*Exercise prompt*
The goal is to restate all of the records below word for word.

*Working data*
PR #828, opened 2023-02-22
Add quotes around string values; Better dark mode support for ReplView

axelniklasson:
## Proposed Changes
- Add proper dark mode support for play icon in `ReplView`
- All text values will now have double quotes around them to avoid values such as `yes`, `no`, `off`, `on` to be interpreted as booleans as defined in the [YAML 1.1 spec](https://yaml.org/type/bool.html).

**Screenshot**
See the `- tapOn: "25h 22m 22s"` command

| Before  | After |
| ------------- | ------------- |
|  before |  after |

## Testing
Tested locally.

### DIFF
--- a/maestro-studio/web/src/ReplView.tsx
+++ b/maestro-studio/web/src/ReplView.tsx
@@ -386,13 +386,13 @@ const ReplView = ({input, onInput, onError}: {
           }}
         >
           <AutosizingTextArea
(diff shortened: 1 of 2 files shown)


berikv (approved):

axelniklasson:
Will tackle this in another way, closing this PR

PR #835, opened 2023-02-23
WIP: Add custom YAML parser to allow parsing boolean-ish words

axelniklasson:
## Issues Fixed


axelniklasson:
Note: [landed a fix in jackson-dataformats-text](https://github.com/FasterXML/jackson-dataformats-text/pull/389) instead so once that ships I'll update maestro to use that instead of rolling our own custom parser.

*Result below*
PR #828, opened 2023-02-22
Add quotes around string values; Better dark mode support for ReplView

axelniklasson:
## Proposed Changes
- Add proper dark mode support for play icon in `ReplView`
- All text values will now have double quotes around them to avoid values such as `yes`, `no`, `off`, `on` to be interpreted as booleans as defined in the [YAML 1.1 spec](https://yaml.org/type/bool.html).

**Screenshot**
See the `- tapOn: "25h 22m 22s"` command

| Before  | After |
| ------------- | ------------- |
|  before |  after |

## Testing
Tested locally.

### DIFF
--- a/maestro-studio/web/src/ReplView.tsx
+++ b/maestro-studio/web/src/ReplView.tsx
@@ -386,13 +386,13 @@ const ReplView = ({input, onInput, onError}: {
           }}
         >
           <AutosizingTextArea
(diff shortened: 1 of 2 files shown)


berikv (approved):

axelniklasson:
Will tackle this in another way, closing this PR

PR #835, opened 2023-02-23
WIP: Add custom YAML parser to allow parsing boolean-ish words

axelniklasson:
## Issues Fixed


axelniklasson:
Note: [landed a fix in jackson-dataformats-text](https://github.com/FasterXML/jackson-dataformats-text/pull/389) instead so once that ships I'll update maestro to use that instead of rolling our own custom parser.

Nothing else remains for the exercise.